Tuesday 28 April 2009

Energise! Power to the People

"I know I'll be alright when the climate changes. They'll build flood defenses and so on in my part of the world, but what about people in Bangladesh? There's no 'we' when we talk about what 'we' can do to save ourselves from the effects of climate change."

That was one of the points made by a member of the audience when Joe Kaplinksi, co-author of Energise! A Future for Energy Innovation (with Professor James Woudhuysen), presented the April Brighton Salon at Bellerbys College.

Adaptation, mitigation and transformation are three strategies for dealing with climate change (regardless of one's views on humanity's contribution to global warming) that Joe and James identify in their book. Joe told us that he had wanted to to try and find a different approach to the question of climate change; one that did not subscribe to the moralistic and shrill doom-mongering of the eco-warriors and at the same time did not line up with the flat denial that there are problems at all of the climate sceptics.
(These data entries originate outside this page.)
PR #842, opened 2015-09-16
updated versions and url's to github, enabled core and  image

cekees:
@johannesring I'm putting this up in case it is of use.  I don't use cgal much, and dolfin is the only other stack I know that  might use  it.  It's basically just an update to a more recent version of cgal and a reflection of the switch from google code to  github for the python bindings hosting.

### DIFF
--- a/pkgs/cgal.yaml
+++ b/pkgs/cgal.yaml
@@ -3,8 +3,8 @@ dependencies:
   build: [zlib, boost, gmp, mpfr]
 
 sources:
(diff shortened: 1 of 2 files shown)


johannesring:
@cekees - I am fine with this change. DOLFIN does not use CGAL anymore after the mesh generation part of DOLFIN was moved to mshr, which again comes bundled with its own copy of CGAL.

certik:
+1 from me.

PR #843, opened 2015-09-17
python: update to 2.7.10

jcftang:
This is a periodic update.

2.7.10 built cleanly for me and the dependencies that I use.


johannesring:
+1

PR #847, opened 2015-09-26
updated petsc4py and  daetk to work with petsc v3.6.1

cekees:
@johannesring I tested the petsc 3.6.1 version you added, and it is working fine for me. This PR has some of the changes petsc4py and daetk that  I ended up making to run proteus with the new version.

### DIFF
--- a/pkgs/daetk/arch.cygwin
+++ b/pkgs/daetk/arch.cygwin
@@ -1,4 +1,4 @@
-include ${PETSC}/conf/variables
+include ${PETSC}/lib/petsc/conf/variables
 PREFIX=${ARTIFACT}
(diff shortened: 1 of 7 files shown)


certik:
+1 from me.

johannesring:
Is the patch for petsc4py something that should be applied upstream?

Otherwise +1 from me.

cekees:
Good idea.  I'll discuss  it  upstream.

ahmadia:
@cekees : see https://bitbucket.org/petsc/petsc4py/issues/2/consider-adding-conf-to-petsc4py-install

cekees:
OK, thanks. I see his  point. I can take a look at getting the info I need from somewhere else.

PR #849, opened 2015-09-27
Add jupyter

cekees:
This still needs some cleanup and dependency checking, but I thought I'd go ahead and put it up in case others have suggestions or  concerns.


certik:
That looks good.

minrk:
Looks sensible, but most of the IPython/Jupyter packages are missing dependencies.

ahmadia:
Have all of these switched to setuptools?  How annoying.

cekees:
That's a fair question. Actually, it looks like the skeleton-pypi command has setuptools hardwired  into the template and that the auto-discovery of dependencies has been left as a todo item.  It may be that most of the packages in this PR could be distutils packages. I don't have time this week, but jupyter might be a good test case for a refactored/extended skeleton-pypi subcommand.

minrk:
@ahmadia none of the IPython or Jupyter packages need setuptools to install. I'm not sure how relevant that is to hashdist, or what hashdist does differently for setuptools vs distutils packages. I would guess that ~all Python packages ought to be installed with `pip install .`, regardless of whether the default behavior is to import setuptools or not.

ahmadia:
We use `python setup.py install` with just `distutils` in the environment for `distutils` packages, and something slightly hairier for `setuptools`.  Generally it's a better idea to avoid adding `setuptools` as an explicit dependency.  Using `pip install .` may be feasible, I've never looked into it.

cekees:
It appears that jupyter needs appnope  and gnureadline on os x as well. 
/cc @guoyinwang

certik:
I fixed it up to work for me and pushed the patches into this PR. I think the dependencies should be more or less correct.

@cekees any objections against merging this? We can always improve on it further once it is in.

certik:
If this works, then let's merge. I am updating to the latest release in #932, but that has its own issues, which are better handled by a separate PR.

cekees:
Sounds good.  I'll wait until the checks complete.

certik:
Checks completed and passed. Merging.

PR #84, opened 2026-07-13
Make agent-step side effects at-most-once across a mid-step crash

alexanderguy:
## Summary

- An agent step flushes its `StepStarted` durably before the agent runs, so a
  crash mid-invocation leaves a durable marker; on recovery the crashed step
  settles as a terminal failure instead of the agent being silently re-invoked.
  Side effects are at-most-once across a mid-step crash rather than at-least-once.
  Exactly-once is unattainable for a non-deterministic agent, so the failure is
  loud and operator-visible.
- Crash recovery reduces canonical state from the durable log, so a supervisor
  re-fire that carries no seed adopts the surviving log — settling a crashed step,
  or short-circuiting an already-terminal run — instead of stalling.
- Each run is driven by a single driver on the child: a `trigger.fire` for a run
  self-discovery is already resuming is declined rather than spawning a second
  concurrent driver.

## Verification

`make all` exits 0 (lint, type-check, admin-ui bundle, and both test passes). New
runtime tests cover crash-mid-agent-step recovery (agent invoked at most once, run
settles `RunFailed` with a `crash-mid-invocation` reason), the no-seed adopted-log
re-fire (settle-and-fail and the terminal short-circuit across completed/failed/
cancelled), and the seeded adopt-by-skip case; a workflow-host test covers the
single-driver claim under a re-fired trigger.

Closes INTR-280

### DIFF
--- a/packages/workflow-host/src/child/run-child.test.ts
+++ b/packages/workflow-host/src/child/run-child.test.ts
@@ -890,6 +890,221 @@ describe("runWorkflowChild", () => {
     expect(result.resumedRunIds).not.toContain("run-done");
   });
 
+  test("a re-fired trigger for a self-discovered run does not spawn a second driver", async () => {
+    // Commit 1 leaves a crashed agent step as a discoverable non-terminal
+    // log; the supervisor both resumes it (self-discovery) AND re-fires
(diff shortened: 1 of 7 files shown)


alexanderguy:

PR #85, opened 2026-07-13
Flush an action's StepStarted durably before invoking it

alexanderguy:
## Summary

- `runAction` flushes the action's `StepStarted` durably before
  `env.invokeAction`, mirroring the agent-step barrier in `runStep`, so a
  lone action that crashes mid-invocation leaves a durable residual.
- The crash-recovery pass settles that residual as a terminal
  `StepFailed` (`crash-mid-invocation`) instead of silently re-invoking
  the handler, giving actions the same at-most-once crash semantics as
  agent steps.

## Verification

- `make all` passes: lint, `tsc -b --force`, the admin-ui bundle, and
  both test passes exit 0.
- `resume-mid-action-step.test.ts` captures the durable log at the
  instant of invocation and resumes from it, asserting the action is
  invoked at most once and the run settles `RunFailed`; the test fails
  when the barrier is reverted.

Closes INTR-284

### DIFF
--- a/packages/workflow/src/runtime/dag.ts
+++ b/packages/workflow/src/runtime/dag.ts
@@ -93,22 +93,17 @@ export function isResumableReceivedAwaitSignalStep(
 /**
  * An `in-flight` step whose primitive is an invocation boundary -- an
  * agent `step` or a deterministic `action` -- is a crash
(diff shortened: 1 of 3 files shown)


alexanderguy:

"We realised that we had to look much more carefully at energy and its uses and production. The politicisation of climate change is a serious issue because it stands in the way of solving problems and stifles debate," said Joe.

Joe says that those who adapt to climate change and those who seek to simply mitigate it both tend to try to do less, to use less power and resources. Joe and his co-author make the argument for transforming the way we do things by working toward a new kind of power grid across the world. Every kind of fossil, sustainable, natural and nuclear methods of producing energy people can use will have a part to play until there is enough power available to stop having to worry about how much we use.

As energy production is currently the biggest single contributor to the greenhouse gases that raise the level of CO2 n the atmosphere, so one would assume that deep green activists and commentators would try to find alternative power sources, said Joe. But the approach, which is influential upon many more in the mainstream, is to try to limit all kinds of human activity, as they all require power.

I don't think the man in the audience I quoted at the beginning will have been won over by Joe's argument, but I for one admire the approach that Energise! takes to many questions.

"The time for debate is over!" say some deep greens, but I don't think has even been a proper debate on how growth and development can be used to actually clean up the planet rather than assume it will just mess it up.

I recommend Energise! (available on special offer at Amazon) because it's an unusual book, full of facts, figures, asides into different technologies and very readable. Also, Energise! doesn't duck the political and moral questions the way so many books on energy, climate and development do; either taking to the unreachable moral high ground or hiding behind catastrophe. It recommends policies regardless of how unpopular they might be with those engaged in the current debates on climate change.